[WHAT IS BEING ASKED] Look through the data and write out every line with the word "function" in it.

[RECORD EXCERPTS]
◇ ◇ ◇

PR #14807, opened 2024-05-31
Added test for .env visibility for setup page

bryanlopezinc:
# Description

Add test for .env visibility for setup page

# Checklist:

### DIFF
--- a/tests/Feature/Settings/ShowSetUpPageTest.php
+++ b/tests/Feature/Settings/ShowSetUpPageTest.php
@@ -10,6 +10,7 @@ use Illuminate\Log\Events\MessageLogged;
 use Illuminate\Support\Facades\DB;
 use Illuminate\Support\Facades\Event;
 use Illuminate\Support\Facades\Http;
+use Illuminate\Support\Facades\Log;
 use Illuminate\Support\Facades\URL;
 use Illuminate\Testing\TestResponse;
 use PDOException;
@@ -220,7 +221,7 @@ class ShowSetUpPageTest extends TestCase
 
         Http::fake([URL::to('.env') => fn () => throw new ConnectionException('Some curl error message.')]);
 
-        Event::fake();
+        Log::setEventDispatcher(Event::fake());
 
         $this->getSetUpPageResponse()->assertOk();
 
--- a/tests/Feature/Settings/ShowSetUpPageTest.php
+++ b/tests/Feature/Settings/ShowSetUpPageTest.php
@@ -3,14 +3,27 @@
 namespace Tests\Feature\Settings;
 
 use Illuminate\Database\Events\QueryExecuted;
+use Illuminate\Http\Client\ConnectionException;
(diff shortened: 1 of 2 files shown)


tests/Feature/Settings/ShowSetUpPageTest.php
```diff
@@ -138,4 +156,82 @@ public function testWillNotShowErrorWhenEnvironmentIsProduction(): void
...
+        $this->assertSeeDotEnvFileExposedErrorMessage(false);
+    }
+
+    public function testWillShowErrorWhenDotEnvFileVisibilityCheckRequestFails(): void
+    {
+        $this->preventStrayRequest = false;
+
+        Http::fake([URL::to('.env') => fn () => throw new ConnectionException('Some curl error message.')]);
+
+        Log::setEventDispatcher(Event::fake());
```
marcusmoore, line 224: Ah this is interesting 😄

tests/Feature/Settings/ShowSetUpPageTest.php
```diff
@@ -20,6 +34,10 @@ protected function setUp(): void
 
     protected function getSetUpPageResponse(): TestResponse
     {
+        if ($this->preventStrayRequest) {
+            Http::fake([URL::to('.env') => Http::response(null, 404)]);
```
marcusmoore, line 38: This is only for `testWillCheckDotEnvFileVisibility` and `testWillNotShowErrorWhenDotEnvFileIsNotAccessibleViaHttp` right? Can we inline this into those methods and remove it here so it is obvious that the request is being faked when looking at the test in isolation?

marcusmoore (changes requested):
This looks really good. Thank you @bryanlopezinc 

One question and hopeful change but overall solid 😄

tests/Feature/Settings/ShowSetUpPageTest.php
bryanlopezinc: Actually, Every testCase for the setup page needs to fake the request to prevent making an actual request which could take  up to 10 seconds when a server is not running. I added it as a little hack to prevent writing Http::fake() in all the the methods

tests/Feature/Settings/ShowSetUpPageTest.php
bryanlopezinc: 😆 the event is not faked for some reason when using SQLite driver

marcusmoore: Ah interesting. Good workaround 😄

tests/Feature/Settings/ShowSetUpPageTest.php
marcusmoore: Fair enough 😄

marcusmoore (approved):

marcusmoore:
Thanks again @bryanlopezinc 👍🏾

◇ ◇ ◇

[RESULT OF THE TASK]
@@ -138,4 +156,82 @@ public function testWillNotShowErrorWhenEnvironmentIsProduction(): void
+    public function testWillShowErrorWhenDotEnvFileVisibilityCheckRequestFails(): void
@@ -20,6 +34,10 @@ protected function setUp(): void
     protected function getSetUpPageResponse(): TestResponse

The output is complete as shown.